Creating the Master Flat#
Once you have your flat frames:
Load all the flats (per filter) into your preprocessing software
Subtract the master bias or flat-darks if needed
Combine them (using median or average) to make a master flat
This master flat is a 2D map of how your system distorts even light.
To apply flat correction you are basically, dividing each calibrated light frame (bias- and dark-subtracted) by the master flat: Corrected Image = (Light - Dark) / Flat
Be Consistent#
Your master flat should match your lights in:
Filter (g, r, i, etc.)
Binning (e.g., 1x1)
Optical configuration (no focus shifts!)
Camera gain and temperature (ideally)
If anything changes — refocus, change filters, rotate the camera — you’ll need a new flat.
Flat-Dark Frames#
What they are: Flat-dark frames are like dark frames, but taken with the same exposure time as your flats, not your lights.
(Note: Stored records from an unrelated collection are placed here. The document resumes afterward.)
PR #1086, opened 2025-01-27
Only attempt to parse headers once

### LINKED ISSUE #1085: Data corruption in 5.5.1 when streaming data with step function
We recently tried upgrading from 5.4.1 to 5.5.1 and encountered this error

We started seeing `Duplicate headers found and renamed` in the logs and noticed that our data was corrupted.

It seems that instead of deduplicating just the header row, it deduplicates all the data in each row too.

You can reproduce with this file:
```

const csv = `a,b,c,c
d,d,e,e
d,f,f,g`;

Papa.parse(csv, {
    header: true,
    step: function(results) {
        console.log(results.data);
    },
    complete: function() {
        console.log("Parsing complete");
    }
});
```

In 5.4.1 it outputs the following, correctly deduplicating the extra `c` column
```
{ a: 'd', b: 'd', c: 'e', c_1: 'e' }
{ a: 'd', b: 'f', c: 'f', c_1: 'g' }
Parsing complete
```

In 5.5.1 it outputs the following, incorrectly deduplicating the `d`, `e`, and `f` in the data

```
Duplicate headers found and renamed.
Duplicate headers found and renamed.
{ a: 'd', b: 'd_1', c: 'e', c_1: 'e_1' }
Duplicate headers found and renamed.
{ a: 'd', b: 'f', c: 'f_1', c_1: 'g' }
Parsing complete
```

guseggert:
Hopefully this is the right way to fix this, I'm not very familiar with this codebase so please advise :) .

fixes #1085

### DIFF
--- a/papaparse.js
+++ b/papaparse.js
@@ -1426,6 +1426,7 @@ License: MIT
 		var fastMode = config.fastMode;
 		var quoteChar;
 		var renamedHeaders = null;
+		var headerParsed = false;
 
 		if (config.quoteChar === undefined || config.quoteChar === null) {
 			quoteChar = '"';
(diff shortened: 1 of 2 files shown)


pokoli:
Thanks, i merged it!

Why we take them: If your camera has amp glow or other noise that affects even short exposures, flat-darks help calibrate your flats more accurately than bias frames.
How to take them:
Cover the telescope or use the shutter.
Use the same exposure time as your flat frames.
Take 15–25 frames per filter, same gain and temperature.
You can use either bias frames or flat-darks to calibrate your flat frames — but not both. If your camera has amp glow, flat-darks are preferred.
Do We Stack Calibration Frames Too?#
Yes — and it’s a crucial part of the workflow.
Each type of calibration frame is usually taken many times per session:
15–25 darks
15–25 flats (per filter)
50–100 bias frames
Instead of using each one individually, we combine (stack) them into “master frames”:
A master bias
A master dark (for a specific exposure, gain, and temperature)
A master flat (for each filter)
Optionally, a master flat-dark
These master frames are then used to correct all your light images from the same session.
Do I Do This Every Time?#
Generally, yes — for each observing session or setup, you’ll need matching master frames. That means:
If you change your filter, you need a new master flat
If you change your exposure time, you need a new master dark
If you change your camera temperature, you may need new darks and flats
If your optical setup changes (rotator, camera orientation, etc.), you’ll want new flats
Some amateur astronomers build a library of master calibration frames for their setup — as long as the conditions match, those masters can be reused.
Why Sorting Is Essential#
If you give your files clear names and organize them by type, most software (like ASTAP, Prism, Siril, etc.) can:
Automatically detect which frames are which (light, dark, flat, etc.)
Match them by filter, exposure, and temperature
Stack only the correct images together
Apply the right calibration frames during preprocessing
Without this, the software might:
Fail to calibrate at all
Use the wrong calibration frames (causing bad corrections)
Require you to sort everything manually
Summary#
Calibration only works when it’s accurate — and accuracy comes from matching your light images with the right correction frames.
That’s why:
We take multiple calibration frames and stack them into master frames
We sort and label all files clearly
We process each light image using the corresponding master dark, flat, and bias
This turns messy raw data into clean, calibrated images!